→ GOAL OF THE EXERCISE: Give again, word for word, every line in the entries below from the line with "Update typeshed to" up to and including the line with "Bump notice version for alpha -> beta.", and no other line.

→ EXERCISE DATA:

⟨

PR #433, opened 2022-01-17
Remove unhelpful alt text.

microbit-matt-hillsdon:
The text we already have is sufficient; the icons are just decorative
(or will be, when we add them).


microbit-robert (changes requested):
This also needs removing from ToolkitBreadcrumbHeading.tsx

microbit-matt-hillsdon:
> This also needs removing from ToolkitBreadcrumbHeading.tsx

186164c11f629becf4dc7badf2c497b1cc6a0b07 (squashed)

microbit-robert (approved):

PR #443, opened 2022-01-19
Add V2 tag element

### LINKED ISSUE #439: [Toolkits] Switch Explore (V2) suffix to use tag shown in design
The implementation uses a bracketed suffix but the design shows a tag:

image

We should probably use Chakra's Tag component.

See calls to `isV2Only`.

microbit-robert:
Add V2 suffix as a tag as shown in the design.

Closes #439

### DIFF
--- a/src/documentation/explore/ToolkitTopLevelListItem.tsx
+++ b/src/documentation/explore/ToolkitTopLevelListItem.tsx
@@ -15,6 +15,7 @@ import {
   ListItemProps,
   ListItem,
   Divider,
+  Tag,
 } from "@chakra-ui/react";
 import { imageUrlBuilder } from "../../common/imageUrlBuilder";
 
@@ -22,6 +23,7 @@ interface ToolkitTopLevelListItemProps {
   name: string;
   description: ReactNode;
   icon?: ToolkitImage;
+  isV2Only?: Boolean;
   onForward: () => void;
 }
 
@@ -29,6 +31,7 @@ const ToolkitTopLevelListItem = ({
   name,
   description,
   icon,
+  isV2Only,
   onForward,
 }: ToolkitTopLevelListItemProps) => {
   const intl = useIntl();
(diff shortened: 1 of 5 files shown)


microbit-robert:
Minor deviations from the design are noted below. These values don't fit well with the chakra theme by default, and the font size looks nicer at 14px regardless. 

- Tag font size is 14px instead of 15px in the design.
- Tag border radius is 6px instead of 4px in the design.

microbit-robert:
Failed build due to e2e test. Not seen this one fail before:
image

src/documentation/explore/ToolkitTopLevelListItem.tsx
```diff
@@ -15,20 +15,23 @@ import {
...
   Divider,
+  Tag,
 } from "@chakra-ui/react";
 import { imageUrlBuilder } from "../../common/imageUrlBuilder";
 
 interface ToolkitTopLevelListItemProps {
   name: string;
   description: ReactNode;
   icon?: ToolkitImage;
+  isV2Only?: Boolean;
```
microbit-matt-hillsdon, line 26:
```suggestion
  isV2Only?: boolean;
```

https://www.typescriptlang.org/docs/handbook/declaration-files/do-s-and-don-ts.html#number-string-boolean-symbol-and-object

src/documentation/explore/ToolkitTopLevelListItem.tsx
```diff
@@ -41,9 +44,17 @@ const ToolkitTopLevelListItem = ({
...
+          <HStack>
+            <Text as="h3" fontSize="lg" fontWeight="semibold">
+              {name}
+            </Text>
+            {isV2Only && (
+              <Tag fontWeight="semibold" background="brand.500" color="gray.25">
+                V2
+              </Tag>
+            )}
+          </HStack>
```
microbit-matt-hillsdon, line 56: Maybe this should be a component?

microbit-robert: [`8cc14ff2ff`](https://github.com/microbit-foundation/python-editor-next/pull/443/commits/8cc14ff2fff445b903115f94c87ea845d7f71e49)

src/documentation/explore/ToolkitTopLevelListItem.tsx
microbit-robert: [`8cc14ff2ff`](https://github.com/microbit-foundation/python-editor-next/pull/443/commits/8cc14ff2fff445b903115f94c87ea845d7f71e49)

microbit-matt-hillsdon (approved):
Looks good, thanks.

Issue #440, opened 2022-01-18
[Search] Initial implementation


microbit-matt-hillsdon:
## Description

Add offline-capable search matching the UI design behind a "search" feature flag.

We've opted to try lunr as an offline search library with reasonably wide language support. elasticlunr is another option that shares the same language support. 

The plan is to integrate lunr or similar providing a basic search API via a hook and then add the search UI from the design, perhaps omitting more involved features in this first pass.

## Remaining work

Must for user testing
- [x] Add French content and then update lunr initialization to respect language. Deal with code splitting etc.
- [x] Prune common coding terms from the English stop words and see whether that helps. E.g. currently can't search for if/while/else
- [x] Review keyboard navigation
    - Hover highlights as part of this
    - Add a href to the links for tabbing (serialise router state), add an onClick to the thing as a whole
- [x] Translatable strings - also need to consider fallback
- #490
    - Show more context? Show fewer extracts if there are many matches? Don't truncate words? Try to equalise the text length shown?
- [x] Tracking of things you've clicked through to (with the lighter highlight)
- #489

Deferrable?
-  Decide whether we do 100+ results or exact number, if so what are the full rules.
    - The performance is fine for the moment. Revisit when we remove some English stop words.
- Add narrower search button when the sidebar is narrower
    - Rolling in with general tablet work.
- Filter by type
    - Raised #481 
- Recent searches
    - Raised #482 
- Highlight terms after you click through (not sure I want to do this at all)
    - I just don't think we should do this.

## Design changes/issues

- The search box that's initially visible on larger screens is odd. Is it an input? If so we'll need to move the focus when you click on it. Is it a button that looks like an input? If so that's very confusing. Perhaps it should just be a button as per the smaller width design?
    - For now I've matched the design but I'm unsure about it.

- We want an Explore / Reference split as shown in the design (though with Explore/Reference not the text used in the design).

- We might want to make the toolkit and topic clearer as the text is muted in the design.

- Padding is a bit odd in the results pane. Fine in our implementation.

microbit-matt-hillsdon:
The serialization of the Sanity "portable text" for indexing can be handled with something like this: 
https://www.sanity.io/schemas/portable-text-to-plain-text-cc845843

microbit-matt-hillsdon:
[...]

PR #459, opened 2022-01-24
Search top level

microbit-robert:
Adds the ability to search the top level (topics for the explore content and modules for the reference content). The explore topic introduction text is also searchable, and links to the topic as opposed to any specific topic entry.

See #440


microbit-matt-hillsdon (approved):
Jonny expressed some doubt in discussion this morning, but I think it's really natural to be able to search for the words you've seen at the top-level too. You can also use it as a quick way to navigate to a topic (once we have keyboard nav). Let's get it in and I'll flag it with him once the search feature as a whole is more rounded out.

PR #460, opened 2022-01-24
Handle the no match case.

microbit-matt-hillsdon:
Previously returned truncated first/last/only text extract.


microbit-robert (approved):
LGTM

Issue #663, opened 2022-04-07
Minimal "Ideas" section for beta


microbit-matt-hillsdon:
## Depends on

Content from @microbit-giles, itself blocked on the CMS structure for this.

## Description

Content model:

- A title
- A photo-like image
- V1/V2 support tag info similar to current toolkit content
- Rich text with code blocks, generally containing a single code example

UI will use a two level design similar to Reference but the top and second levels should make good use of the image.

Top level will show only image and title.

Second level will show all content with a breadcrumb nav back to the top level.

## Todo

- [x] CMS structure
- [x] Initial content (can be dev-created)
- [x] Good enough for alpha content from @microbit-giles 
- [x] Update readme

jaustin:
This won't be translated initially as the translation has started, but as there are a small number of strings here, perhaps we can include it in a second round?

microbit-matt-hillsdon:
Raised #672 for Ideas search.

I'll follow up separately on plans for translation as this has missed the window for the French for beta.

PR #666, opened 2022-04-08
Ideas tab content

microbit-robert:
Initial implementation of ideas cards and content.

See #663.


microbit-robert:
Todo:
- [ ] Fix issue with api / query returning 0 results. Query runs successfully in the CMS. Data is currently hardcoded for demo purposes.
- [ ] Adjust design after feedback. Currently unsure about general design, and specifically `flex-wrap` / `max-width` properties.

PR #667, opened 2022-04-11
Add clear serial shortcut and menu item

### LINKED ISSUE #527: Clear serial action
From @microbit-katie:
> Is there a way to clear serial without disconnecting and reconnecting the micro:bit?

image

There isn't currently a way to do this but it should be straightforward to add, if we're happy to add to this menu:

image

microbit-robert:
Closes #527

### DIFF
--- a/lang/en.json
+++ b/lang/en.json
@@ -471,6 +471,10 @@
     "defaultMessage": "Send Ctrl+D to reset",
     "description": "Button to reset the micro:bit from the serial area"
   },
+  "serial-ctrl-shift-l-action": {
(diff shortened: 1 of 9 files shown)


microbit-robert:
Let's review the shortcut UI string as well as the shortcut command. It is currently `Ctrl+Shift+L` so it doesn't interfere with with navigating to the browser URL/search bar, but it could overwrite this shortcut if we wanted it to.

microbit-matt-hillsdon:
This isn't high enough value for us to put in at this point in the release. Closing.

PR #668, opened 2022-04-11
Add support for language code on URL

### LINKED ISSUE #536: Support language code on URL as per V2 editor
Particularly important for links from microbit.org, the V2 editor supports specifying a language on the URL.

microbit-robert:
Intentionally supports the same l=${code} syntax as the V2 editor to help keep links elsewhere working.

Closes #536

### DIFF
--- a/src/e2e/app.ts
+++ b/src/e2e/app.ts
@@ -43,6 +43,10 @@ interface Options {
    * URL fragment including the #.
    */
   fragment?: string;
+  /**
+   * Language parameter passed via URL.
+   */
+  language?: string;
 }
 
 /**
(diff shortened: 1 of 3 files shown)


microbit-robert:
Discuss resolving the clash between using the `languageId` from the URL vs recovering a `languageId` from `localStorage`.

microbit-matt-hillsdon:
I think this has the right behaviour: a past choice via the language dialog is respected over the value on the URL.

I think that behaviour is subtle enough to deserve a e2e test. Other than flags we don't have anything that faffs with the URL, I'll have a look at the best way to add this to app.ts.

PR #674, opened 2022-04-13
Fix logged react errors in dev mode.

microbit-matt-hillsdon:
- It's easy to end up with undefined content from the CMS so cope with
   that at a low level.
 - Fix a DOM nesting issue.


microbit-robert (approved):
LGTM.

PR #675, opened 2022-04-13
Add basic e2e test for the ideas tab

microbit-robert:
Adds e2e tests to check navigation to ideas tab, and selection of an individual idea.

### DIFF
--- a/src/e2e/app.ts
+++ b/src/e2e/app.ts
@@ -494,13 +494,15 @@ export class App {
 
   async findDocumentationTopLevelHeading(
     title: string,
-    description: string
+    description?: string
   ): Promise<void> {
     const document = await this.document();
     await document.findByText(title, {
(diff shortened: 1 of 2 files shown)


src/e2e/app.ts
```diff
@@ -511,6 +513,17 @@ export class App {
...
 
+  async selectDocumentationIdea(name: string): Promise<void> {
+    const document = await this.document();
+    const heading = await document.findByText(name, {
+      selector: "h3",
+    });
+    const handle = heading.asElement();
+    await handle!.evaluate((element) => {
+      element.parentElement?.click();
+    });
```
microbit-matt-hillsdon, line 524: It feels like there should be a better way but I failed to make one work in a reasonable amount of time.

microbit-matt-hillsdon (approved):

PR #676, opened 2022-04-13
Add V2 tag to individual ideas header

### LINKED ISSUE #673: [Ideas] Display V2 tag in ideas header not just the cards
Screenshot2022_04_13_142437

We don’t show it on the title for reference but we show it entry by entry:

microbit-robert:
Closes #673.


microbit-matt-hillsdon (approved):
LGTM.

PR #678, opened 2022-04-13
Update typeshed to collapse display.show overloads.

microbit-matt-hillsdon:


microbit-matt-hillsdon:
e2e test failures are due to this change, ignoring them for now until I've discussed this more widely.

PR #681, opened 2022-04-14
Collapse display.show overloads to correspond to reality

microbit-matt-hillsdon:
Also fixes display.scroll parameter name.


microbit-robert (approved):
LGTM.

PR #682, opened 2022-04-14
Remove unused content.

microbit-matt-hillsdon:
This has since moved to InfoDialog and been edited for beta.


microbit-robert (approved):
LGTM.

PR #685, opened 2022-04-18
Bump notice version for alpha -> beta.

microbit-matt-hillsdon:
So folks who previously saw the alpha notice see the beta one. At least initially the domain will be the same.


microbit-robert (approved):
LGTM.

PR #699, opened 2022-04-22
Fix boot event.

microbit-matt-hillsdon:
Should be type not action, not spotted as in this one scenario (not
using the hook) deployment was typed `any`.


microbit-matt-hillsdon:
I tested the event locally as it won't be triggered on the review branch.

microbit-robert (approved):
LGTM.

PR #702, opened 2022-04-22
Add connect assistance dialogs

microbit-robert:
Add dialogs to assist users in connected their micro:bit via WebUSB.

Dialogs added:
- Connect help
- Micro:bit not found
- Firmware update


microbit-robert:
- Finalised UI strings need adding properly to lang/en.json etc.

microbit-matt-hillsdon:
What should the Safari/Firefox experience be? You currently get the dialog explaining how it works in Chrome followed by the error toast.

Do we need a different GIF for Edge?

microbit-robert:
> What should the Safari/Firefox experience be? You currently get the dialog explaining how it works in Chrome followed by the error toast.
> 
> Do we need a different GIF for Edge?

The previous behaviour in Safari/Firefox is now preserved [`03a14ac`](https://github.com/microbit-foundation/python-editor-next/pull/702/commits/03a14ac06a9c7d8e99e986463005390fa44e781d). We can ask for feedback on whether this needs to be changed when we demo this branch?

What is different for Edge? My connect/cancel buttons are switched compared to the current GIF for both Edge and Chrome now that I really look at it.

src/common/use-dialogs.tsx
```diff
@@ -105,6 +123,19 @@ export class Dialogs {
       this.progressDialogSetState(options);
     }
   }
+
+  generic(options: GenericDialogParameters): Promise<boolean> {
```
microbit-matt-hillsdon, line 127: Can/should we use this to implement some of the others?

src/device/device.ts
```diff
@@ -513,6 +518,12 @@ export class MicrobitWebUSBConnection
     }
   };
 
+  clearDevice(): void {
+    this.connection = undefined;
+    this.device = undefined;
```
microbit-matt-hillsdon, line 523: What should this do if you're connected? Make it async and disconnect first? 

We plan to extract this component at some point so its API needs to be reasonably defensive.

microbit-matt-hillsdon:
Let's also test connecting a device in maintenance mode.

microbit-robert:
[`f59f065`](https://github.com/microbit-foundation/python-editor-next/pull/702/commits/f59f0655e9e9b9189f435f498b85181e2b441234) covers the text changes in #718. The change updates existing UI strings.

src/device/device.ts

⟩

→ SOLUTION TO THE PROBLEM:
Update typeshed to collapse display.show overloads.

microbit-matt-hillsdon:


microbit-matt-hillsdon:
e2e test failures are due to this change, ignoring them for now until I've discussed this more widely.

PR #681, opened 2022-04-14
Collapse display.show overloads to correspond to reality

microbit-matt-hillsdon:
Also fixes display.scroll parameter name.


microbit-robert (approved):
LGTM.

PR #682, opened 2022-04-14
Remove unused content.

microbit-matt-hillsdon:
This has since moved to InfoDialog and been edited for beta.


microbit-robert (approved):
LGTM.

PR #685, opened 2022-04-18
Bump notice version for alpha -> beta.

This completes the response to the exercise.